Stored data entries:
_ _ _ _
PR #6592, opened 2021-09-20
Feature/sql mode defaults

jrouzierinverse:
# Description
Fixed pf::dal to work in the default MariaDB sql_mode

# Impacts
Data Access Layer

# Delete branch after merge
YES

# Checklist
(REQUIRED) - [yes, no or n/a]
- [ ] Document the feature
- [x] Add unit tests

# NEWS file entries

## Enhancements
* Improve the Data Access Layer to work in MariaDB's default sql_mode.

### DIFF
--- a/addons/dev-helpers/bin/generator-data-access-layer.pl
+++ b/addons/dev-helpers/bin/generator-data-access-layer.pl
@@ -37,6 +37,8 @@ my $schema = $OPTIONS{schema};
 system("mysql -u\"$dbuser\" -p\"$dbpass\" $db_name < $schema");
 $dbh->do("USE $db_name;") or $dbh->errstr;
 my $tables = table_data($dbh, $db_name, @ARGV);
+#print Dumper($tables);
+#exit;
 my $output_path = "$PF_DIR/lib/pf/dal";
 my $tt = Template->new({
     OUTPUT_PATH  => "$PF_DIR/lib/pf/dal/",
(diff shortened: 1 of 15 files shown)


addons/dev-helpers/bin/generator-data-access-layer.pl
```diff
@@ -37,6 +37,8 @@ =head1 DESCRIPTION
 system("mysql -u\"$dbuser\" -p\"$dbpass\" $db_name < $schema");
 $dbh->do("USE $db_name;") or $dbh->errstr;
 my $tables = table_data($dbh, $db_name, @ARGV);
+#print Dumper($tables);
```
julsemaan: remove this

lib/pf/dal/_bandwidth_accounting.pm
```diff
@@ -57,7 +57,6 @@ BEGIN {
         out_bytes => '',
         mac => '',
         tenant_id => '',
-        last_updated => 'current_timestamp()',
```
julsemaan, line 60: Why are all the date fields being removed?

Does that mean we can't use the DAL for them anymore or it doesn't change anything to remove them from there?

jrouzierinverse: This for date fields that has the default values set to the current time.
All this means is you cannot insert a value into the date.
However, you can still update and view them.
_ _ _ _
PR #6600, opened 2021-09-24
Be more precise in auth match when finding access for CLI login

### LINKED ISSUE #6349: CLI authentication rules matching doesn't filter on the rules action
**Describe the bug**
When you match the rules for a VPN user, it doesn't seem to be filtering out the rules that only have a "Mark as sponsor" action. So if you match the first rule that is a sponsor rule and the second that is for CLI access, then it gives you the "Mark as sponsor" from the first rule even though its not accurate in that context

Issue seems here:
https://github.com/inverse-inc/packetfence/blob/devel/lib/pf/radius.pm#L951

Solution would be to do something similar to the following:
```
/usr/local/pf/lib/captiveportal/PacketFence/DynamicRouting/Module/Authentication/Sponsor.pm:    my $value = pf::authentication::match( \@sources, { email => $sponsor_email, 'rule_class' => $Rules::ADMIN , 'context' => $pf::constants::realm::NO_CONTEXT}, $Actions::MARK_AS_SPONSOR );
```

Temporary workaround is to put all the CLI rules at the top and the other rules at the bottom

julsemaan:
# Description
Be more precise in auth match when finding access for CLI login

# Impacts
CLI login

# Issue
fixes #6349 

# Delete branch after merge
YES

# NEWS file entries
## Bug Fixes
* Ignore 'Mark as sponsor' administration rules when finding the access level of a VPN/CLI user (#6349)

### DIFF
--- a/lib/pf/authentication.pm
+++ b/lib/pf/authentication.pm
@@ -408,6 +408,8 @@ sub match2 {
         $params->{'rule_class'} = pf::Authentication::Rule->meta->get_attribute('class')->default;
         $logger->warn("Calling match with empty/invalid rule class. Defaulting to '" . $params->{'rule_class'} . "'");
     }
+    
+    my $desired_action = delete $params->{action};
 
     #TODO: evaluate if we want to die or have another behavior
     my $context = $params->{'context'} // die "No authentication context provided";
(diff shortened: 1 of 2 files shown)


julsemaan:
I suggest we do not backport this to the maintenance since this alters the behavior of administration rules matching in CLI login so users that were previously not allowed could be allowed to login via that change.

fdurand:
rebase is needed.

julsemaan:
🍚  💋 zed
_ _ _ _
The task
Within the data above, the span starting at the line containing "# Checklist" and ending at the line containing "However, you can still update and view them." is to be retyped exactly, with no other lines.

Written solution
# Checklist
(REQUIRED) - [yes, no or n/a]
- [ ] Document the feature
- [x] Add unit tests

# NEWS file entries

## Enhancements
* Improve the Data Access Layer to work in MariaDB's default sql_mode.

### DIFF
--- a/addons/dev-helpers/bin/generator-data-access-layer.pl
+++ b/addons/dev-helpers/bin/generator-data-access-layer.pl
@@ -37,6 +37,8 @@ my $schema = $OPTIONS{schema};
 system("mysql -u\"$dbuser\" -p\"$dbpass\" $db_name < $schema");
 $dbh->do("USE $db_name;") or $dbh->errstr;
 my $tables = table_data($dbh, $db_name, @ARGV);
+#print Dumper($tables);
+#exit;
 my $output_path = "$PF_DIR/lib/pf/dal";
 my $tt = Template->new({
     OUTPUT_PATH  => "$PF_DIR/lib/pf/dal/",
(diff shortened: 1 of 15 files shown)


addons/dev-helpers/bin/generator-data-access-layer.pl
```diff
@@ -37,6 +37,8 @@ =head1 DESCRIPTION
 system("mysql -u\"$dbuser\" -p\"$dbpass\" $db_name < $schema");
 $dbh->do("USE $db_name;") or $dbh->errstr;
 my $tables = table_data($dbh, $db_name, @ARGV);
+#print Dumper($tables);
```
julsemaan: remove this

lib/pf/dal/_bandwidth_accounting.pm
```diff
@@ -57,7 +57,6 @@ BEGIN {
         out_bytes => '',
         mac => '',
         tenant_id => '',
-        last_updated => 'current_timestamp()',
```
julsemaan, line 60: Why are all the date fields being removed?

Does that mean we can't use the DAL for them anymore or it doesn't change anything to remove them from there?

jrouzierinverse: This for date fields that has the default values set to the current time.
All this means is you cannot insert a value into the date.
However, you can still update and view them.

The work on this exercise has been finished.